I'd suggest you try one more thing before you get wrapped around the axle applying "fixes."

1) Open the offending PDF.

2) Zoom in to 200%, then 300%, then 400%. Be sure you can see samples of both the text that doesn't seem to be artificially thickened, as well as the text that does.

If you find, at a high display percentage, that the text no longer appears to be thickened, you've run across a long-running flaw of Acrobat displaying some documents.

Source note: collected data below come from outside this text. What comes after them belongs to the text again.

PR #370, opened 2020-08-02
Added `outerHTML` -> `innerHTML` el change to docs

### LINKED ISSUE #335: Migration guide: document changes in mounting point
In Vue 3.0, there's a subtle breaking change in app mounting ([see RFC](https://github.com/vuejs/rfcs/blob/master/active-rfcs/0009-global-api-change.md#mounting-behavior-difference-from-2x)).

In Vue 2.x, app element's `outerHTML` is replaced (and eventually compiled to a template, if root component has no `template`/`render`). Vue 3.x now uses app element's `innerHTML`, instead.

This change usually is harmless, but code that expects previous behavior may break (e.g. https://github.com/vuejs/vue-next/issues/1642 and https://github.com/vuejs/vue-next/issues/1696).

I couldn't find any mention to this behavior change in migration guide. I'm sorry if this is not the case.

NataliaTepluhina:
As described in #335, we need to highlight the change regarding the application container on the migration guide: now on mounting an app, we use container `innerHTML` instead of `outerHTML` as it was on 2.x. I've also changed the lifecycle hooks diagram to reflect this change

Close #335


NataliaTepluhina:
Thanks @phanan! Let me try to optimize it 😅

PR #372, opened 2020-08-02
Fixed Simple State management section to use reactive

### LINKED ISSUE #368: Simple State Management code doesn't work with the new reactivity system
I know the docs are still being updated from Vue 2 so I hope this issue is relevant.

In the [Simple State Management from Scratch](https://v3.vuejs.org/guide/state-management.html#simple-state-management-from-scratch) section of the Guide, the example code relies on the old reactivity system which implicitly modified the source object to detect mutations. The new system leaves the underlying object alone and detects mutations through a separate proxy object.

After the first snippet with `sourceOfTruth` being used as the data for two components, the guide explains that mutations to `sourceOfTruth` will update both components, but actually a direct mutation to `sourceOfTruth` will have no effect. With the simple store example, the same is true for the `state` property. In fact, the store snippet won't work as none of the store mutation methods will have an effect.

One fix is to wrap each of the objects with `reactive()`:
```typescript
const sourceOfTruth = reactive({
    message: 'Hello'
})
```
```typescript
  // ...
  state: reactive({
    message: 'Hello!'
  }),
  // ...
```
The snippets using `reactive()` are less magical than the old version so the introductory paragraph in this section should probably explain more about how the reactivity system enables the technique.

NataliaTepluhina:
In the `Simple State Management` section, we had a non-working example with sharing a plain object without making it reactive. This PR fixes the code snippets to use `reactive`

Close #368

### DIFF
--- a/src/guide/state-management.md
+++ b/src/guide/state-management.md
@@ -10,39 +10,56 @@ If you're coming from React, you may be wondering how vuex compares to [redux](h
 
 ## Simple State Management from Scratch
 
-It is often overlooked that the source of truth in Vue applications is the raw `data` object - a component instance only proxies access to it. Therefore, if you have a piece of state that should be shared by multiple instances, you can share it by identity:
+It is often overlooked that the source of truth in Vue applications is the reactive `data` object - a component instance only proxies access to it. Therefore, if you have a piece of state that should be shared by multiple instances, you can use a [reactive](http://localhost:8080/guide/reactivity-fundamentals.html#declaring-reactive-state) method to make an object reactive:
 
-``` js
-const sourceOfTruth = {
-    message: 'Hello'
-}
+```js
+const sourceOfTruth = Vue.reactive({
+  message: 'Hello'
+})
 
 const appA = Vue.createApp({
-  data () {
+  data() {
     return sourceOfTruth
   }
 }).mount('#app-a')
 
 const appB = Vue.createApp({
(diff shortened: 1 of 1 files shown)


src/guide/state-management.md
```diff
@@ -10,51 +10,68 @@ If you're coming from React, you may be wondering how vuex compares to [redux](h
 
 ## Simple State Management from Scratch
 
-It is often overlooked that the source of truth in Vue applications is the raw `data` object - a component instance only proxies access to it. Therefore, if you have a piece of state that should be shared by multiple instances, you can share it by identity:
+It is often overlooked that the source of truth in Vue applications is the reactive `data` object - a component instance only proxies access to it. Therefore, if you have a piece of state that should be shared by multiple instances, you can use a [reactive](http://localhost:8080/guide/reactivity-fundamentals.html#declaring-reactive-state) method to make an object reactive:
```
phanan, line 13:
```suggestion
It is often overlooked that the source of truth in Vue applications is the reactive `data` object - a component instance only proxies access to it. Therefore, if you have a piece of state that should be shared by multiple instances, you can use a [reactive](/guide/reactivity-fundamentals.html#declaring-reactive-state) method to make an object reactive:
```

NataliaTepluhina: @phanan my bad 😅  thank you for fixing this!

PR #1766, opened 2022-06-10
Create SECURITY.md

sutisna06:


skirtles-code:
Without an explanation, I'm unclear what this PR is supposed to be.

It appears to be a file with generic text in it, not related to Vue. My best guess is that this PR was opened by mistake.

PR #1771, opened 2022-06-11
Reword the introduction to class and style bindings

skirtles-code:
This change was first proposed in discussions on #1718, and replaces that PR.

The original suggestion was to replace the `:` with a `.`, but I felt that we could improve the wording to avoid the punctuation altogether.


hossein13m (approved):
based on the discussion at #1718, this enhances the documentation

NataliaTepluhina (approved):

PR #1774, opened 2022-06-14
clarify that Object.keys is stable in modern ECMAScript

Josh-Cena:
## Description of Problem

The docs claimed that `Object.keys()` is inconsistent across JS engines; this is not true in modern ECMAScript. The ordering is well-defined [in spec](https://tc39.es/ecma262/#sec-ordinaryownpropertykeys).

## Proposed Solution

Made it clearer that the ordering is only inconsistent in legacy engines (especially IE).

## Additional Information

I've done similar work in MDN docs. e.g. https://github.com/mdn/content/pull/17127

### DIFF
--- a/src/guide/essentials/list.md
+++ b/src/guide/essentials/list.md
@@ -199,7 +199,7 @@ And another for the index:
 </div>
 
 :::tip Note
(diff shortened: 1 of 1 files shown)


NataliaTepluhina (approved):
@Josh-Cena thank you for the fix!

On an infrequent, but consistent to a document basis on a given system, Acrobat's display will render with an artificial "thickening" of text characters. The reason I suggest zooming in to several different percentages is that the problem "clears up" at different percentages for different documents, on different systems.

If it's any consolation, if this is your problem it will invariably print fine. And if you have multiple systems in your shop, you'll often find that the display rendering is different on different systems -- or that the zoom percentage that "clears it up" will be.

I can't definitively say that this is your problem. I work on print-intent documents all day, every day, and I see this happen maybe every other month or so. But I run across this problem often enough that it's the first thing I check before I start trying to apply any fixes to a PDF with this issue. If your PDF is intended for print, I'd ignore it -- and just grumble to myself that WYSIWYG is once again one of those great lies like "the check is in the mail" while I output it. If it's intent is online or other digital display, I'd first check it on another machine (or two), and grumble a little louder to myself about it before I start messing with the PDF file.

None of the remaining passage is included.